3) 1ms later, [speedlim] allows another value through --- uzi has counted up to (100,000 / 5ms) 20,000
Until it reaches 100,000 ~4ms later
Basically, [speedlim] allows [uzi] to work at full speed, only waiting for a single value to go through to the UI object once every 1ms.
Note that this is really just to highlight how powerful [speedlim] can be to speed up your patches (if you don't need every value). The overall idea of this patch is to demonstrate how long each method takes to process the entire 100,000 values.
Pattr Receive Bound (no bindto on send) [~319ms]
Here we have a [pattr] object being fed a steam of data. On the other end of the test is a blank [pattr] object that is initialised on load with (bindto ).
Once in the territory of the pattr system, things slow down a lot. Because of this, I would recommend using the pattr methods ONLY when dealing with UI interaction with objects in other patchers.
The major benefit of this method is obviously that the pattr system is designed to easy store the values of objects using the [pattrstorage] object. The added benefit of this is also that pattr objects can be bound to others with neat path addressing through script names. [pattrmarker] is very useful here.
Pattr Receive Bound (bindto on send) [~257ms]
Now - this was a HUGE surprise.
We've got the EXACT same method as the previous - only I've added a [number] object to the (bindto) outlet of the [pattr] object. As we saw in previous tests, adding a [number] object in the chain should slow things down a lot, but in this case it actually speeds things up by ~19%.
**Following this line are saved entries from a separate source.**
PR #4460, opened 2026-08-07
Propose OpenSpec change for Kibana Alerting v2 rule resource

dominiqueclarke:
## Changelog
Customer impact: none

## Summary
- Design-only OpenSpec change for a new experimental Terraform resource `elasticstack_kibana_rule` covering Kibana Alerting v2 rules ([rna-program#673](https://github.com/elastic/rna-program/issues/673)).
- Adds proposal, design, tasks, and delta specs under `openspec/changes/add-kibana-alerting-v2-rule-resource/` — no provider implementation in this PR.
- Records contingent Alerting v2 API asks, PUT-only write path, typed query schema, and experimental registration behind `TF_ELASTICSTACK_INCLUDE_EXPERIMENTAL`.

## Test plan
- [ ] Review naming (`elasticstack_kibana_rule`) and experimental release path
- [ ] Review PUT-only CRUD decision and read-before-write mitigation in `design.md`
- [ ] Review delta requirements in `specs/kibana-rule/spec.md`
- [ ] Confirm `openspec validate add-kibana-alerting-v2-rule-resource --type change` stays green
- [ ] No implementation / `make build` required for this PR


openspec/changes/add-kibana-alerting-v2-rule-resource/specs/kibana-rule/spec.md
```diff
@@ -0,0 +1,585 @@
...
+  kind       = <required, string>            # "alert" | "signal"; RequiresReplace
+  time_field = <optional, computed, string>  # default "@timestamp"; 1..128 chars
+  enabled    = <optional, computed, bool>    # default true
+
+  metadata {                                  # required, single nested block
+    name         = <required, string>         # 1..256
+    description  = <optional, string>         # <=1024
+    owner        = <optional, string>         # <=256
+    tags         = <optional, set(string)>    # non-empty when set
+    builder_type = <optional, string>         # <=64
```
dominiqueclarke, line 38: Do we want terraform consumers to be able to set builder type, which requires a very specific ESQL shape to work properly with the UI, I think not.

openspec/changes/add-kibana-alerting-v2-rule-resource/proposal.md
```diff
@@ -0,0 +1,113 @@
...
+4. **`ForceNew` on the discriminator would present destroy-and-recreate as if it were a migration.** No conversion exists. A practitioner who flips `engine` would see a plan that looks like an upgrade and get a deleted rule plus a brand-new one with different history and a different ID.
+
+There is a fifth, structural cost: a discriminated resource forces every attribute to `Optional` so that both variants can validate, which moves all the required/forbidden logic out of the schema and into hand-written `ValidateConfig` code. That is precisely the failure mode this proposal is trying to escape from with `params`.
+
+### Decision 2 — naming
+
+| Object | Proposed Terraform type |
+|--------|-------------------------|
+| v2 rule | `elasticstack_kibana_rule` |
+| v1 rule (rename, future) | `elasticstack_kibana_alerting_rule_classic` |
```
dominiqueclarke: A rename is not strictly necessary, it's presented here just for thought.

openspec/changes/add-kibana-alerting-v2-rule-resource/proposal.md
```diff
@@ -0,0 +1,113 @@
...
+
+**Do not reuse `elasticstack_kibana_alerting_rule` for v2.** Renaming v1 vacates the name, but reclaiming it is not safe. A practitioner who upgrades the provider without editing configuration would have Terraform read existing v1 state against the v2 schema. Renaming v1 is a supported *address* move — `terraform-plugin-framework` v1.19.0 (in `go.mod`) provides `resource.ResourceWithMoveState`, and the repo pins Terraform 1.15.8, well past the 1.8 floor for cross-type `moved` blocks — so v1 state can be carried to the new address with a `moved` block and no destroy. Reusing the vacated name is a *schema* substitution and has no such mechanism.
```
dominiqueclarke: The inability to reuse `elasticsearch_kibana_alerting_rule` is important here, but please don't let any of the other renaming bits be too distracting. Details on rename of alerting v1 are provided for thought.

openspec/changes/add-kibana-alerting-v2-rule-resource/proposal.md
```diff
@@ -0,0 +1,113 @@
...
+
+**3. Two different fields are called "version".** `metadata.version` is an integer configuration counter incremented on every mutation (surfaced on rule events as `rule.version`). Top-level `version` is the saved object optimistic-concurrency token, a string. Both appear in the same response object. The Terraform schema has to expose both, and no naming makes that unconfusing. **Ask: rename one — `metadata.revision` for the counter, or `occ_token`/`sequence_token` for the OCC string.**
+
+**4. Privilege names embed `alerting-v2`.** The API privileges for rules are `read-alerting-v2-rules` and `write-alerting-v2-rules`. These are user-authored strings in `elasticstack_kibana_security_role` and `elasticstack_elasticsearch_security_role` configurations. If classic alerting is retired and these are renamed, every Terraform-managed role definition that grants them breaks. **Ask: confirm the names are permanent, or settle them before the API is public.**
```
dominiqueclarke: The alerting-rules privilege key isn't taken currently, we should consider if we want to claim the name now instead of alerting-v2-rules.

openspec/changes/add-kibana-alerting-v2-rule-resource/design.md
```diff
@@ -0,0 +1,183 @@
+## Context
+
+See `proposal.md` — Why, for motivation, and the naming and release-path decisions. This document covers how the resource maps onto the API and why each mapping choice was made. Requirements are in `specs/kibana-rule/spec.md`; this file does not restate them.
+
+**Source of truth.** Alerting v2 is not yet in Kibana's published OAS bundle on `main`. Every schema claim here is taken from the zod schemas in `x-pack/platform/packages/shared/response-ops/alerting-v2-schemas/src/` (principally `rule_data_schema.ts`, `common.ts`, `constants.ts`) and the route and client code in `x-pack/platform/plugins/shared/alerting_v2/server/`, and cross-checked against the OAS bundle on the branch of [kibana#279519](https://github.com/elastic/kibana/pull/279519). Where a claim comes from server behaviour rather than the schema — for example how `PUT` treats `enabled` — it is attributed to `lib/rules_client/rules_client.ts`.
```
dominiqueclarke: All schemas will continue to be cross checked against main and OAS docs until this PR is merged, we'll be mindful of any inprogress changes.

openspec/changes/add-kibana-alerting-v2-rule-resource/proposal.md
```diff
@@ -0,0 +1,113 @@
...
+- Model the ES|QL `query` discriminated union, `schedule`, `state_transition`, `grouping`, and `artifacts` as **typed Terraform attributes**, not a JSON blob.
+- Register the resource in `experimentalResources()` behind `TF_ELASTICSTACK_INCLUDE_EXPERIMENTAL`, as a technical preview with no generated registry documentation. Graduation is [rna-program#678](https://github.com/elastic/rna-program/issues/678) and is designed to need no schema, API, or state change at that point.
+- Record a set of **contingent API changes** to request from the Alerting v2 team (see below). One of them — writable `enabled` — materially changes the resource's apply semantics, so it is called out as a decision the design depends on rather than a wish list.
+
+**Not in this change:** any Go code, `generated/kbapi` regeneration, an action-policy resource, or the rename of the v1 resource (the last is argued in Decision 2; delivered separately).
+
+### Decision 1 — a separate resource type, not a discriminator on the existing one
```
tobio, line 19: 👍

openspec/changes/add-kibana-alerting-v2-rule-resource/proposal.md
```diff
@@ -0,0 +1,113 @@
...
+
+| Object | Proposed Terraform type |
+|--------|-------------------------|
+| v2 rule | `elasticstack_kibana_rule` |
+| v1 rule (rename, future) | `elasticstack_kibana_alerting_rule_classic` |
+
+The tracking issues currently say `elasticstack_kibana_alerting_rule_v2`, marked "name TBD". Three arguments against carrying the version into the type name:
+
+- **`_v2` names age badly.** The version suffix is meaningful only while both engines exist. Once classic alerting is retired, the provider is left with a resource permanently called `_v2` and no `_v1`, and renaming it then is a second breaking change.
+- **Dropping the `alerting_` prefix has precedent.** `elasticstack_kibana_maintenance_window` is an alerting-framework object and does not carry the prefix.
```
tobio: This isn't really an accurate characterisation. Maintenance windows are a top level API resource ([`/api/maintenance_window`](https://www.elastic.co/docs/api/doc/kibana/operation/operation-post-maintenance-window)) and TF reflects that. 

Dropping `alerting` is pretty difficult to justify given all the different _rules_ within Kibana. That's covered below, but IMO that just highlights the confusion and inconsistency that having an unqualified rule resource would create.  

> Once classic alerting is retired, the provider is left with a resource permanently called `_v2` and no `_v1`, and renaming it then is a second breaking change.

There's not really a _second_ breaking change here. It would be the first breaking change for the users of the v2 alerting rule. 

Looking through other popular providers (e.g AWS), the `v2` naming is pretty common.

openspec/changes/add-kibana-alerting-v2-rule-resource/proposal.md
tobio: > and the repo pins Terraform 1.15.8, well past the 1.8 floor for cross-type `moved` blocks — so v1 state can be carried to the new address with a `moved` block and no destroy.

There's a bit of conflation happening here. The repo pins a Terraform version for our internal CI, that doesn't correspond to customer usage though. Without `moved` support, the rename becomes a pretty painful breaking change for customers and one that's pretty difficult to justify IMO.

openspec/changes/add-kibana-alerting-v2-rule-resource/proposal.md
dominiqueclarke: We don't really want to refer to the system as v2 externally, but that's really good to know. It'll be an important discussion point.

openspec/changes/add-kibana-alerting-v2-rule-resource/proposal.md
dominiqueclarke: Of course, makes sense. I'll stress that much further.

openspec/changes/add-kibana-alerting-v2-rule-resource/proposal.md
dominiqueclarke: I think it's also important to note that although there are other "rules" in KIbana, the rule resource we're proposing is for the platform level rule, not an observability or security flavor of rule.

openspec/changes/add-kibana-alerting-v2-rule-resource/proposal.md
```diff
@@ -0,0 +1,91 @@
...
+
+**2. Response casing is inconsistent.** `ruleResponseSchema` mixes snake_case configuration fields (`time_field`, `recovery_strategy`, `no_data_strategy`, `state_transition`) with camelCase server fields (`createdBy`, `createdAt`, `updatedBy`, `updatedAt`). The find API compounds it: the request takes `per_page`, the response returns `perPage`. This flows straight into the generated Go types and into every mapping function. **Ask: pick one convention for the v2 surface — snake_case, matching the request bodies.**
+
+**3. Two different fields are called "version".** `metadata.version` is an integer configuration counter incremented on every mutation (surfaced on rule events as `rule.version`). Top-level `version` is the saved object optimistic-concurrency token, a string. Both appear in the same response object. The Terraform schema has to expose both, and no naming makes that unconfusing. **Ask: rename one — `metadata.revision` for the counter, or `occ_token`/`sequence_token` for the OCC string.**
```
dominiqueclarke, line 67: What use do consumers have for the top level `version`? Is it useful to return from the response body at all? `metadata.version` is what is used to correlate rule version info.

openspec/changes/add-kibana-alerting-v2-rule-resource/tasks.md
```diff
@@ -0,0 +1,77 @@
...
+
+## 1. Upstream prerequisites and open questions
+
+- [ ] 1.1 File the three contingent API requests from `proposal.md` against the Alerting v2 team, linking each to this change. Prioritise **3 (two fields named "version")** before graduation ([#678](https://github.com/elastic/rna-program/issues/678)) — it is the only contingent ask that would force a Terraform schema rename — and **1 (writable `enabled`)** for apply-semantics correctness (not a schema change).
+- [ ] 1.2 Track [kibana#279519](https://github.com/elastic/kibana/pull/279519) to merge (Check OAS Snapshot is currently red). Implementation of section 3 onwards is blocked on it; nothing in sections 1–2 is.
+- [ ] 1.3 Resolve `design.md` Open Question 1: determine the first Kibana version shipping `/api/alerting/v2/rules` as a public route, and confirm serverless behaviour. Record the value in the delta spec as a compatibility requirement.
+- [ ] 1.4 Raise `design.md` Open Question 2 (server-side v1 → v2 migration vs. the classic Terraform resource) with the Alerting v2 team and open a follow-up issue for whatever the classic resource needs to do about it.
```
dominiqueclarke, line 8: If we ever have a migration path for v1 to v2, we need to make sure we factor in how to handle terraform management rule resources, that's what I'm trying to say here.

openspec/changes/add-kibana-alerting-v2-rule-resource/design.md
```diff
@@ -0,0 +1,193 @@
...
+
+`created_at` and `created_by` do get `UseStateForUnknown`: `upsertRule` explicitly carries `createdBy` and `createdAt` forward from the existing object on replace.
+
+The `version` OCC token is exposed as a read-only attribute rather than hidden. It is useful for out-of-band tooling and for debugging conflicts, and hiding a field that appears in the API response tends to generate questions. It is never sent back; `PUT` does not accept it.
+
+`proposal.md` contingent change 3 asks for one of the two "version" fields to be renamed. If that happens the Terraform attribute names change with it, which is a schema change — this is the strongest reason to land that request before graduation.
```
dominiqueclarke, line 149: I think I don't really understand what top level version provides, for a consumer, and we should probably just not return it. Unless I'm missing something.

openspec/changes/add-kibana-alerting-v2-rule-resource/design.md
```diff
@@ -0,0 +1,193 @@
...
+`createRuleDataSchema` has no `enabled`. `RulesClient.createRule` hard-codes `enabled: true`; `upsertRule` copies `existingAttrs.enabled` forward. So:
+
+- create with `enabled = true` → one call;
+- create with `enabled = false` → `PUT`, then `POST .../_disable`;
+- update with no change to `enabled` → one call, because `PUT` preserves it;
+- update that toggles `enabled` → `PUT`, then `_enable` or `_disable`.
+
+The reconciliation mirrors `reconcileRuleEnabled` in `internal/clients/kibanaoapi/alerting_rule.go`, and runs before the authoritative read so state reflects the final server state.
+
+The window between the two calls is the problem, and it is worse here than in v1. A create with `enabled = false` briefly produces a running rule that can fire notifications before the disable lands. That is the substance of contingent change 1.
```
dominiqueclarke, line 162: "A create with `enabled = false` briefly produces a running rule that can fire notifications before the disable lands."
Because the create api creates with enabled true by default.

openspec/changes/add-kibana-alerting-v2-rule-resource/design.md
```diff
@@ -0,0 +1,193 @@
...
+
+If `enabled` becomes writable in the `PUT` body, the change is confined to the client wrapper: send the field, delete the follow-up. Spec REQ-011 is written so its scenarios hold either way, and `enabled` stays `Optional + Computed` with a `true` default in both worlds — so this is not a schema change and does not block graduation.
+
+### D6. Unwrap the zod-nullable union in codegen, not in every mapper
+
+`.nullable()` in zod v4 serialises to `anyOf: [T, {nullable: true}]`. `oapi-codegen` reads any `anyOf` as a union and emits a `json.RawMessage` wrapper with typed accessors, so `RuleResponse.CreatedBy` is a union rather than `*string`. Counting the pattern across the v2 components and paths in the [kibana#279519](https://github.com/elastic/kibana/pull/279519) bundle gives exactly 37 occurrences.
```
dominiqueclarke: Comment from Tina regarding this https://github.com/elastic/kibana/pull/279519#discussion_r3618605876

openspec/changes/add-kibana-alerting-v2-rule-resource/design.md
```diff
@@ -0,0 +1,258 @@
...
+
+Either way this is a codegen-and-client-wrapper concern. The Terraform schema is unaffected: `created_by` and `updated_by` are nullable computed strings and `state_transition` is an optional block regardless of how the Go type is shaped.
+
+### D7. Space handling by request editor, not by path rewriting
+
+The v2 rule saved object is `namespaceType: 'multiple-isolated'`, so rules are space-scoped and the composite `<space_id>/<rule_id>` identity applies.
+
+`transform_schema.go` has a `spaceIdPaths` allowlist that rewrites selected paths into `/s/{spaceId}` variants, but the classic alerting resource does not use it — it passes `kibanautil.SpaceAwarePathRequestEditor(spaceID)` to the generated client instead, rewriting the URL per request. This design does the same. It keeps the v2 paths out of the transform allowlist, so a `kbapi` regeneration that pulls in new v2 endpoints does not need a matching transform change, and it matches the resource this one is most likely to be read alongside.
```
dominiqueclarke, line 170: @tobio What is the preferred pattern here?

tobio: Using the request editor is the right approach here. I've been meaning to kick off a refactor to remove the `spaceIdPaths` approach for a while now.

openspec/changes/add-kibana-alerting-v2-rule-resource/proposal.md
tobio: The API resources are `v2` though? Is that going to change before release? I don't mind if it's `v2` or something else (e.g just plain `kibana_rule` if the product strongly believes in that naming). 

I'm mostly just trying to make sure we make a fully informed decision and the justification for what can be a confusing naming scheme feels weak at the moment.

openspec/changes/add-kibana-alerting-v2-rule-resource/design.md
dominiqueclarke: Spoke to Tina, a core fix is on the way.

openspec/changes/add-kibana-alerting-v2-rule-resource/proposal.md
```diff
@@ -0,0 +1,91 @@
...
+
+**1. `enabled` is not writable on create or update.** `createRuleDataSchema` has no `enabled` field; `ruleResponseSchema` does. `RulesClient.createRule` hard-codes `enabled: true`, and `upsertRule` copies the existing value forward. The only way to change it is `POST /rules/{id}/_enable` or `_disable`.
+
+For Terraform this means every apply that sets `enabled = false` is **two calls that are not atomic**: create/replace the rule (which starts it running), then disable it. A failure in between leaves a rule enabled that the configuration says should be disabled — and a briefly live rule can fire real notifications.
+
+The provider already carries the scar tissue from this pattern twice: `internal/clients/kibanaoapi/alerting_rule.go` has a `reconcileRuleEnabled` follow-up for v1, and `elasticstack_kibana_security_enable_rule` is an entire resource type that exists only because the detection rule API made the same choice. **Ask: accept `enabled` in the `PUT /rules/{id}` body (and in `PATCH`).** The `_enable`/`_disable` routes can stay for UI use.
```
dominiqueclarke:
```suggestion
The provider already provides workarounds for this pattern twice: `internal/clients/kibanaoapi/alerting_rule.go` has a `reconcileRuleEnabled` follow-up for v1, and `elasticstack_kibana_security_enable_rule` is an entire resource type that exists only because the detection rule API made the same choice. **Ask: accept `enabled` in the `PUT /rules/{id}` body (and in `PATCH`).** The `_enable`/`_disable` routes can stay for UI use.
```

mikecote (approved):

openspec/changes/add-kibana-alerting-v2-rule-resource/proposal.md
dominiqueclarke: It might change before release, we'll see. We'll definitely discuss with our product management and tech leads to come to on the naming. Though we still have `v2` in the api path, we've been working during this tech preview phase on decentering the v2 label as much as possible, with the intention of referring to v1 rules as Classic and v2 rules as just Rules. @mikecote @jasonrhodes @tiamliu

mikecote (commented):
A couple of notes after reviewing the proposal, looks good overall! Some of these are drive by comments we can channel accordingly:
- +1 to having the APIs use snake case ([HTTP API guidelines](https://www.elastic.co/docs/extend/kibana/contributing/api-design/guidelines-for-http-api-design-in-kibana))
- -1 to the `elasticstack_kibana_rule` naming, I'd prefer keeping `alerting` in it to describe what type of `rule` this is (how we name it internally and externally as well). It's ok to use `v2` in the naming as it's a second version / new resource type, and part of the API path.
- It makes me think we may eventually want an API endpoint per builder type as we start passing the various per-type container fields (something to keep in mind). Makes it easier to document, use and validate cc @cnasikas @darnautov 
- It would be nice if the API can just use one `version` and derive the other at the server layer.. If one is the rule version and the other is the ES document version, they are fairly much the same and hard to explain/distinguish to an API user, would be good if we can just use one.

openspec/changes/add-kibana-alerting-v2-rule-resource/specs/kibana-rule/spec.md
dominiqueclarke: @mikecote to your point maybe we disallow this for now, then support it via per builder type apis, as mentioned.

mikecote: I think that would make sense, as long as we have it sorted by GA. cc @cnasikas who has more context as I recall we've had issues with OAS, terraform and such by having a single API for all rule types in v1 and I'm sure we don't want to repeat issues in v2.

If anyone from Cycling knows the reason why this result is faster than the previous, I'd love to hear why.
Pattr Send Bound [~439ms]
Now this was actually a surprise to me. I had no idea that SENDING through a blank [pattr] bound using (bindto) would be slower than sending the data through the other end, receiving on the bound side. Anyone know why this might be?
Again, only use this when dealing with UI interaction with remote/hidden pattr objects.
Pattr Forwarding [~223ms]
This is about the same as the Bound Pattr Receive method. No real surprises here. I suppose the limitation of this method is that it can only go one way. The benefit here over PattrHub is that the destination only needs to be set once.
Again, very similar to Pattr Forwarding, only this is slightly more flexible in that it can be send a (get) message to pull the value. A [prepend] is needed here to add the name of the pattr object before each message, and it is probably due to this process that this method is slightly slower than Forwarding.
Now, this test required a slightly modified version of the setup, due to the way I was checking for 100,000. Thought this shouldn't be effecting the speed in any way.
This test is the most inconsistent in this patch. The result ranged from 5ms to 17ms - with no difference having overdrive on or off.
With the added requirement of requiring DSP to be on and some additional work arounds and patching to make this feasible in a data streaming context, I would most likely avoid this method and simply use [send] or [pvar].
I did this test and write up for discussion and awareness. It's to this end that I welcome you all to add to, correct or improve this test.
If you disagree/agree with me or just want to highlight something, please say so!